Long video understanding has always been a major challenge in the field of video analysis. Traditional models are inefficient when processing long videos and are difficult to effectively extract key information. This paper introduces a hierarchical video markup compression technology called HiCo, and the "VideoChat-Flash" system based on this technology, which significantly improves the "needle in the haystack" task through multi-stage learning and improved Long video understanding capabilities and significantly reduced computing requirements. The research team built a large dataset containing 300,000 hours of video and 200 million words of annotations for model training and evaluation.
Specifically, HiCo reduces computational complexity by segmenting long videos into short segments and compressing redundant information, while leveraging semantic associations with user queries to further reduce the number of tags processed. "VideoChat-Flash" adopts a multi-stage learning scheme, first using short videos for supervised fine-tuning, and then gradually introducing long video training, and finally achieving a comprehensive understanding of mixed-length corpus. Additionally, the improved “needle in the haystack” task improves the model’s understanding of context and multi-hop video configurations.
In the specific implementation of long video processing, "VideoChat-Flash" adopts a multi-stage learning scheme from short videos to long videos. The researchers first used short videos and their corresponding annotations for supervised fine-tuning, and then gradually introduced long videos for training, finally achieving a comprehensive understanding of mixed-length corpus. This method not only improves the visual perception capabilities of the model, but also provides rich data support for long video processing.
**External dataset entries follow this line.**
PR #1253, opened 2023-04-16
Hotfix VM patch

maybegreat48:
YimMenu breaking the game without this patch is not a good sign


Yimura (approved):

xiaoxiao921:
Not really important but are the patches different than before? Interesting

The research team constructed a huge data set containing 300,000 hours of video and 200 million words of annotations.
In addition, an improved "needle in the haystack" task is proposed in the study for multi-hop video configurations. With the new benchmark, the model not only needs to find a single target image in the video, but also needs to understand multiple interrelated image sequences, thus improving the model's ability to understand context.
Experimental results show that the proposed method reduces computation by two orders of magnitude, especially performs well in benchmark tests of short and long videos, becoming a leader in the new field of short video understanding. At the same time, this model also surpasses existing open source models in long video understanding, showing strong time positioning capabilities.
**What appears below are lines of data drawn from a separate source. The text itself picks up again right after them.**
PR #1265, opened 2023-04-18
Improved does_script_exist() and local editor

Tayipc38:
Removed the old way of checking for validity of scripts, using a game function will probably make it work for scripts that get added with updates. Also added ability to adjust a frozen value and fetch the internal address as either int, float, Bitfield or even a Vector3.

### DIFF
--- a/src/services/locals/locals_service.cpp
+++ b/src/services/locals/locals_service.cpp
@@ -19,13 +19,7 @@ namespace big
 
 	bool locals_service::does_script_exist(std::string script_name)
 	{
-		// TODO: find a better way to check script validity
-
-		for (auto s : all_script_names)
-			if (script_name == s)
-				return true;
-
-		return false;
+		return g_pointers->m_gta.m_does_script_exist(rage::joaat(script_name));
 	}
 
 	std::filesystem::path locals_service::get_path()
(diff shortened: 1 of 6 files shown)


src/services/locals/locals_service.hpp
```diff
@@ -80,6 +89,52 @@ namespace big
 			return nullptr;
 		}
 
+		float* fetch_local_pointer_float()
```
maybegreat48: You can just cast the underlying pointer instead of creating near-duplicate functions for each one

Paper: https://arxiv.org/abs/2501.00574
Highlight:
The researchers proposed the hierarchical video tag compression technology HiCo, which significantly reduces the computational requirements for long video processing.
The "VideoChat-Flash" system adopts a multi-stage learning method and combines short and long videos for training, which improves the model's understanding ability.
Experimental results show that this method reaches new performance standards in multiple benchmark tests and becomes an advanced model in the field of long video processing.
All in all, this research provides a new solution for efficient long video understanding. HiCo technology and VideoChat-Flash system have achieved significant breakthroughs in computational efficiency and model performance, laying the foundation for future long video analysis applications. A solid foundation. The research results have important theoretical significance and practical application value.